HOW TO COMPLETE THIS TASK — Find each line below where the word "lint" occurs, and copy it.

[Opening RECORDS TO PROCESS section]

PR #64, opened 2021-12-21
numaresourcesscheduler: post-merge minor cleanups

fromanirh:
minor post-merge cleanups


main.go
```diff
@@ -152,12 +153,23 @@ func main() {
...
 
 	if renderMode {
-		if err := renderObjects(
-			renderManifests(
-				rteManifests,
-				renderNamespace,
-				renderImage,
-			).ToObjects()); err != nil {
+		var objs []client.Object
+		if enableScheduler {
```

[Closing RECORDS TO PROCESS section]
[Opening RECORDS TO PROCESS section]

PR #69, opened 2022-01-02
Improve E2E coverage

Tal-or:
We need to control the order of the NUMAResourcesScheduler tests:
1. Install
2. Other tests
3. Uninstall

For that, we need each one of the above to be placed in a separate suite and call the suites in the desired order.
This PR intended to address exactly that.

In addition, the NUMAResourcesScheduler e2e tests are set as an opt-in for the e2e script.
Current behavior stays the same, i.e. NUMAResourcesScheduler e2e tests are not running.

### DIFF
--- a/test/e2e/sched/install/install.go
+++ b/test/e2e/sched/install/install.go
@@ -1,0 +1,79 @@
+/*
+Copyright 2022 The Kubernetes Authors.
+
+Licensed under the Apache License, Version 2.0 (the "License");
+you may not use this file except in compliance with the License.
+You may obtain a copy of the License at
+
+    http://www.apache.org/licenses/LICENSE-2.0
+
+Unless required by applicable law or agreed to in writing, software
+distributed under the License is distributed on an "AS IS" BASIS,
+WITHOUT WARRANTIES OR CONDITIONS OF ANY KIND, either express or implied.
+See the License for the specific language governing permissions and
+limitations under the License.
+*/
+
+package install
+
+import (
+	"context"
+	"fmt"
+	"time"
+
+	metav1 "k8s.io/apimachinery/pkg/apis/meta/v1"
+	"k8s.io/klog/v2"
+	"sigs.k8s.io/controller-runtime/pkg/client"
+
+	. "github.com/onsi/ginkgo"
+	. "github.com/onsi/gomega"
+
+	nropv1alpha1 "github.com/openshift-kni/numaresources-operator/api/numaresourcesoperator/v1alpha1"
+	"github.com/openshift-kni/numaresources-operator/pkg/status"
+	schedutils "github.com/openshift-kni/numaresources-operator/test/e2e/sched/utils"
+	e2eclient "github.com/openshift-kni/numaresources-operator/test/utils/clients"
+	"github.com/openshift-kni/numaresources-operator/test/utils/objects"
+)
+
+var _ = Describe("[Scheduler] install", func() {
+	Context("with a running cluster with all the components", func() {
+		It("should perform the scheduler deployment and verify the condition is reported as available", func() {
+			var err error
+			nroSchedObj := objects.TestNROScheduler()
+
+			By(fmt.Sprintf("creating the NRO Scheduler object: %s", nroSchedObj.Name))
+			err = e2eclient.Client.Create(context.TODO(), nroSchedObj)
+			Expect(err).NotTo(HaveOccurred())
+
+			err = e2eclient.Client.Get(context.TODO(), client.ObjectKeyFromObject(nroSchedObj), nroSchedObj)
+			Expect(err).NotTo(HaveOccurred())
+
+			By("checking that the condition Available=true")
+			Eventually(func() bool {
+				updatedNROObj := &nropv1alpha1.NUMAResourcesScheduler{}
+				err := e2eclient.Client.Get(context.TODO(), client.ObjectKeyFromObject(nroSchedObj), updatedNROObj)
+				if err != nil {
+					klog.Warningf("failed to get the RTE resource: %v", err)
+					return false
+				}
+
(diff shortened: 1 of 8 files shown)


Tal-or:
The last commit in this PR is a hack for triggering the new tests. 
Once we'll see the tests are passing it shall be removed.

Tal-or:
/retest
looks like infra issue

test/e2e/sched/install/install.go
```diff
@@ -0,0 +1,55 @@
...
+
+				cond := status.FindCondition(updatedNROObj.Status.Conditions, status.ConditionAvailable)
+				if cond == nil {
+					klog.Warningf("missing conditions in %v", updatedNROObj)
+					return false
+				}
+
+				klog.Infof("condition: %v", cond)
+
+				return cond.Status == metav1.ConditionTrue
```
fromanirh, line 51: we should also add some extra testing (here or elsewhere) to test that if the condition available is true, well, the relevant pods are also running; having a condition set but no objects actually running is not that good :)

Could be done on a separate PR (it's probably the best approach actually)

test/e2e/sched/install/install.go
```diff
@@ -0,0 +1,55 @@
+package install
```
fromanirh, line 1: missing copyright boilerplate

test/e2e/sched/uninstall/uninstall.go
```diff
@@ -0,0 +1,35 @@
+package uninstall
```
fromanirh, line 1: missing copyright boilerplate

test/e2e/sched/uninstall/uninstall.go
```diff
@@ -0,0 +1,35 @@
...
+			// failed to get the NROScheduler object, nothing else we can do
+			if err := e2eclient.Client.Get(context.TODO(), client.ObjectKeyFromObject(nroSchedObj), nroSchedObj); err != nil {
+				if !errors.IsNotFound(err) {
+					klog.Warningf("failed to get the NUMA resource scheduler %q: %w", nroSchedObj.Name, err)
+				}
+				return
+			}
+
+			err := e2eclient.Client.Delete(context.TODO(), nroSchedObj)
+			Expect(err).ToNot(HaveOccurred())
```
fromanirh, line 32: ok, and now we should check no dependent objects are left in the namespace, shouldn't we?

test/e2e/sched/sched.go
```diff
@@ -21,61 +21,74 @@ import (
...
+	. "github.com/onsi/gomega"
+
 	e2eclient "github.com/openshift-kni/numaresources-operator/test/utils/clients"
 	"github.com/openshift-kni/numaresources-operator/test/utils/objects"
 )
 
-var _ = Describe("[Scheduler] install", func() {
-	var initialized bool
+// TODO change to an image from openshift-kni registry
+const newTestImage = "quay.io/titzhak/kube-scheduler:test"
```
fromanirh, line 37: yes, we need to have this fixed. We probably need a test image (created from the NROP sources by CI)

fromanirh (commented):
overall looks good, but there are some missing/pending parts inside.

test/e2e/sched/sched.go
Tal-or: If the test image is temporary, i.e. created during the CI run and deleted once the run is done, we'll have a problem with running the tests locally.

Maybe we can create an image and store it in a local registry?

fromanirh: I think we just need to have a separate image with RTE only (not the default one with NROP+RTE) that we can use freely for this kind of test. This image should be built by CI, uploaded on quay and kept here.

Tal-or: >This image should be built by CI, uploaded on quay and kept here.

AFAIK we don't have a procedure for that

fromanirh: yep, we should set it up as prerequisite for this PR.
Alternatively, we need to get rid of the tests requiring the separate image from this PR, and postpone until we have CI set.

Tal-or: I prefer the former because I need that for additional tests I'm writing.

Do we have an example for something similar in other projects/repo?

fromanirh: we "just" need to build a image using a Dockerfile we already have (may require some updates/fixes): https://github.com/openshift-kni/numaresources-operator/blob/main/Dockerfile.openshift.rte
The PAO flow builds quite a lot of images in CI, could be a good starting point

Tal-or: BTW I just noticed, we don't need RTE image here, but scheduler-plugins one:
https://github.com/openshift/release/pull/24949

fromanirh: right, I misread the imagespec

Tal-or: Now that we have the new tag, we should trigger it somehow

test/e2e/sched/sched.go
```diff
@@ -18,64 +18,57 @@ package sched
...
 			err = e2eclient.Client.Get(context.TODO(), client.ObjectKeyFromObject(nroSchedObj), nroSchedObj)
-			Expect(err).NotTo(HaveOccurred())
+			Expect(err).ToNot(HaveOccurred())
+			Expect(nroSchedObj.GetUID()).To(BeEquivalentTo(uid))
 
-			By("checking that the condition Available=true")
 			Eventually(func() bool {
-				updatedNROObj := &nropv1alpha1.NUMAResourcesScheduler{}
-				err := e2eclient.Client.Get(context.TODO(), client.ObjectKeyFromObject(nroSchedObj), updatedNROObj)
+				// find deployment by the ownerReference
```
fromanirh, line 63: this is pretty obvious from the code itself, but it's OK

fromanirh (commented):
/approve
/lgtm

[Closing RECORDS TO PROCESS section]
[Opening RECORDS TO PROCESS section]

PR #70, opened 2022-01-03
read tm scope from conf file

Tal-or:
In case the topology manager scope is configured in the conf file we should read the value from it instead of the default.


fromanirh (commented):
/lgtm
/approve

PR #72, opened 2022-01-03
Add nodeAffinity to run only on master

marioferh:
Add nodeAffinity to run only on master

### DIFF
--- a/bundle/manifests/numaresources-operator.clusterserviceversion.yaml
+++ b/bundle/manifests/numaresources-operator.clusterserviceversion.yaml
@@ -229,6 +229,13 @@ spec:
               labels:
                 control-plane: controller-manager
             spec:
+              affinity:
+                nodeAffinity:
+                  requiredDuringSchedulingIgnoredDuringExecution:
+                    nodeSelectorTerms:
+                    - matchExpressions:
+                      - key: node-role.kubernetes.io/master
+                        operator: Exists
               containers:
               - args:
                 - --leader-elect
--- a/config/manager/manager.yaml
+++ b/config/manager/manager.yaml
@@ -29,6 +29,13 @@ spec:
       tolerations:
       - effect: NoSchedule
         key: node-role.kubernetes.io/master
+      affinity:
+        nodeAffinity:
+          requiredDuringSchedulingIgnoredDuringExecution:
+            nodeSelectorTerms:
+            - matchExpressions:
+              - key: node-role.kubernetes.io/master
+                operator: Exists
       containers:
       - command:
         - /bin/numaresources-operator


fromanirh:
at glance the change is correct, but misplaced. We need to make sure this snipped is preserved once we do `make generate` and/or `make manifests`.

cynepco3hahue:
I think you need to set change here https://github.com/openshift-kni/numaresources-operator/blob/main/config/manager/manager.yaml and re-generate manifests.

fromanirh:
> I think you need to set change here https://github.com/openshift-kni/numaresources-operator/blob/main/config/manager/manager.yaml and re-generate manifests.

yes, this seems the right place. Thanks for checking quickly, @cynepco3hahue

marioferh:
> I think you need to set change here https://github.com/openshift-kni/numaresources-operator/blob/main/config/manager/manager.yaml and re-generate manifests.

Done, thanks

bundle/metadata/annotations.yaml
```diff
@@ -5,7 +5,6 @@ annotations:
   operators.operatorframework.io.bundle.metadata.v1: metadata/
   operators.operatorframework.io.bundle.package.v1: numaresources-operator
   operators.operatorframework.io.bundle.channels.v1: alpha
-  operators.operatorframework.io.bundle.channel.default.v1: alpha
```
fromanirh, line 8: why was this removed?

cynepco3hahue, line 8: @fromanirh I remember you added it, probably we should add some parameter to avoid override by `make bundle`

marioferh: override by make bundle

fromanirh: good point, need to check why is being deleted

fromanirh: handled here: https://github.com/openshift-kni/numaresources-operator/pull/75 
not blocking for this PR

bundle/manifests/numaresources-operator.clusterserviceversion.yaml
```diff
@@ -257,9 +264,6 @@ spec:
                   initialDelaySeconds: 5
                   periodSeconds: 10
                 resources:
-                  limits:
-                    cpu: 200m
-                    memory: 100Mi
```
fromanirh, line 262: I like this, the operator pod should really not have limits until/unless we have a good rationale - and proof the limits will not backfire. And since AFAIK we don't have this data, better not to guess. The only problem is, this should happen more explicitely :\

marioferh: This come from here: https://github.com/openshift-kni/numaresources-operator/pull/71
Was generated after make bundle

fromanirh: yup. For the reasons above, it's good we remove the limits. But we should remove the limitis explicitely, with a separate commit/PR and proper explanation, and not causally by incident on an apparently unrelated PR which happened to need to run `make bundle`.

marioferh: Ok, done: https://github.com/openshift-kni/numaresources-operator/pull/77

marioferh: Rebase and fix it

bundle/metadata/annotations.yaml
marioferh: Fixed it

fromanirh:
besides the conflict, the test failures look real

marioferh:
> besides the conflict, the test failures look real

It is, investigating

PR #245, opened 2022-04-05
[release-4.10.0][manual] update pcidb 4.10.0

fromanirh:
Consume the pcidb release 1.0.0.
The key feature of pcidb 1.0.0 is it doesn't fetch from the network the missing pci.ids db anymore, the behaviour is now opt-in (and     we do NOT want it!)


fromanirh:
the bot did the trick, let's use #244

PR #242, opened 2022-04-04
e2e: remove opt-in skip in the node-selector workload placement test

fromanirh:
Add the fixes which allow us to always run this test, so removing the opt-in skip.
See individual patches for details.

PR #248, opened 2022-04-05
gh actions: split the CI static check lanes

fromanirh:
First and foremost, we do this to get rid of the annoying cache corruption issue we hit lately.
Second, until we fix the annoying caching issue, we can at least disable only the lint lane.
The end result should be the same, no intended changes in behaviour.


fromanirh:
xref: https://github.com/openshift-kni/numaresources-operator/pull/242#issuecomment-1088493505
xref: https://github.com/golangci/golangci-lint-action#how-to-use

[Closing RECORDS TO PROCESS section]

WRITTEN REPLY —
Second, until we fix the annoying caching issue, we can at least disable only the lint lane.
xref: https://github.com/golangci/golangci-lint-action#how-to-use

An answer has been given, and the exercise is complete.